SIGN/BTS pneumonia guideline revised 2011 – microbiology bit more subtle now: yes, anything between 1/3 and 2/3 are viral, particularly under 2 years, and probably a third are mixed, but you still get pneumococcus and mycoplasma in infants.
Strep pneumoniae (Pneumococcus) is the most common bacterial cause of pneumonia in childhood.
Pneumococcus causes about one-third of radiologically confirmed pneumonia in children aged <2 years.
PCV7 has dramatically decreased IPD due to vaccine serotypes in the UK, but a steady increase in vaccine serotype replacement is evident in the UK.
Group A streptococci and S aureus disease are more likely than pneumococcal to progress to ICU or empyema.
Overall, viruses account for 30-67% of CAP (community acquired pneumonia) cases in childhood and are more frequently identified in children aged <1 year than in those aged >2 years.
1/3 of cases of CAP (8-40%) represent a mixed infection.
Mycoplasma is not unusual in children aged 1-5 years.
Age is a good predictor of the likely pathogens:
- Viruses alone are found as a cause in younger children in up to 50%.
- In older children, when a bacterial cause is found, it is most commonly S pneumoniae followed by mycoplasma and chlamydial pneumonia
Wheeze used to be seen as excluding pneumonia, but now only comment is that it can be one of the clinical features of pneumonia, none of which is very specific. Bacterial pneumonia should be considered in children when there is:
- persistent or repetitive fever >38.5C, together with chest recession and a raised respiratory rate. [D].
Wheeze and chest pain can be symptoms of pneumonia. But none of the symptoms of pneumonia are very specific for pneumonia.
In children over 3yrs, history of difficulty breathing is an additional valuable symptom.
Consider bacterial pneumonia if recurrent/persistent fever >38.5 together with recession and tachypnoea.
- Re-consultation (in the community) for persistent fever can suggest pneumonia
- Reassess if pneumonia symptoms do not respond to treatment
- Refer to hospital if sats <92%
- Absent breath sounds with dull percussion suggest effusion, refer to hospital
- Children with pneumonia in hospital should be reassessed if fever persists 48hr after starting treatment, or if there is increased work of breathing or agitation/distress
- Microbiogical investigations for pneumonia include blood culture, NPA for PCR/IF, serology for resp viruses, Mycoplasma, Chlamydia, pleural fluid C+S/Pneumococcal antigen/PCR.

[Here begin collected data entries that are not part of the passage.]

PR #197, opened 2023-06-20
Correctly handle discontinuous input i.e. stdin

### LINKED ISSUE #196: Incorrect output when reading from terminal
Hexyl is giving incorrect output in some cases when reading terminal input. I've seen it when the input has multiple newlines at the end. The input of `Test[Enter][Enter][Enter][Enter][CTRL-D]` is one such case:

```
❯ hexyl
Test



│00000000│ 54 65 73 74 0a 0a 00 00 ┊ 00 00 00 00 00 00 00 00 │Test__⋄⋄┊⋄⋄⋄⋄⋄⋄⋄⋄│
│00000010│ 0a 0a 73 74 0a 0a 00 00 ┊ 00 00 00 00 00 00 00 00 │__st__⋄⋄┊⋄⋄⋄⋄⋄⋄⋄⋄│
```

I've been able to track it back to 15e8abfc9afe95a221c9c9a265cf3fb58fed0470 through 5f82942f98fc69af8f76701715053aee2451d62c, with it being introduced in that set of changes.

sharifhsn:
Fixes #196.

This PR properly handles the case when the reader is still available after returning an incomplete amount of data. When I initially rewrote the architecture of `hexyl`, I only handled spurious incomplete reads by adding a second check. However, `stdin` is a reader that can return incomplete reads multiple times.

This PR changes the second check to a loop that repeatedly reads until either the line buffer is filled or the reader is exhausted.

### DIFF
--- a/src/lib.rs
+++ b/src/lib.rs
@@ -585,7 +585,7 @@ impl<'a, Writer: Write> Printer<'a, Writer> {
                     }
                     let mut leftover = n;
                     // loop until input is ceased
-                    break loop {
+                    if let Some(s) = loop {
                         if let Ok(n) = buf.read(&mut self.line_buf[leftover..]) {
                             leftover += n;
                             // there is no more input being read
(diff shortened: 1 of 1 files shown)


sharkdp:
Thank you very much.

PR #201, opened 2023-08-21
Move tests to a separate `#[cfg(test)]` module

GrigorenkoPV:
So that the compiler doesn't have to go over their code during `cargo check` or `cargo build` or `cargo run`.


sharkdp:
Thank you

PR #202, opened 2023-08-21
Vet dependencies

GrigorenkoPV:
Two commits.

1. Deduplicate `predicates`

hexyl depends on `predicates v2.0`.
hexyl depends on `assert_cmd v2.0`, which depends on `predicates v3.0`.
So we end up compiling two versions of the same crate.

Fixed by bumping the direct dependency from `2.0` to `3.0`. Shouldn't have broken anything, from what I can tell after reading [the changelog](https://github.com/assert-rs/predicates-rs/blob/v3.0.3/CHANGELOG.md) and seeing how little the library is actually used in this codebase.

CXR not useful in mild cases, certainly not necessary if admission not being considered. I would consider if hypoxia was disproportionate to degree of breathlessness (suggests collapse), suspicion of effusion (stony dullness on percussion) or pneumothorax.
CXR is not useful in establishing viral vs bacterial vs atypical aetiology!
Repeat CXR in convalescence is only required for persisting symptoms, lobar collapse or round pneumonia.
CRP etc not useful in establishing viral vs bacterial vs atypical aetiology!
Microbiological investigation not necessary routinely, but important if complications or ICU needed.
Under 2yrs, mild lower resp tract symptoms are not usually due to pneumonia (esp if pneumococcal immunized) so do not need to be given antibiotics – but review if symptoms persist.
No longer age related antibiotic cut offs.
Amoxicillin is first choice, macrolide is an alternative (as is co-amox). Macrolide should be added if poor response or if severe (D level recommendations though).
Oral antibiotics equivalent to IV (if tolerated) even in severe disease (PIVOT trial, Nottingham). But IV for complicated or signs of septicaemia. Recommended IV antibiotics include amoxicillin, co-amoxiclav, cefuroxime, cefotaxime, ceftriaxone. Rationalize as able, change to oral when clear evidence of improvement.
2021 trial in UK & Ireland – excluded under 6 months and under 6kg or severe underlying chronic condition. Excluded anybody already treated with beta lactam antibiotics for 48+ hrs or any other antibiotic for any duration.
Twice daily amoxicillin 35-50mg/kg/d for 3 days was equivalent to higher doses for 7 days. Longer course had 2 days less cough.[JAMA 2021]
Strongly against NG tubes in severely ill esp infants. Use smallest nostril if cannot be avoided
Use oxygen if sats <=92%
Monitor bloods daily if on IV fluids
Chest physio is NOT beneficial – at least, not routinely, potentially if focal collapse identified and slow to come out of oxygen.
If going home, advice on managing fever, preventing dehydration, identifying deterioration.
Follow up severe pneumonia, empyema and lung abscess until recovered completely and CXR near normal.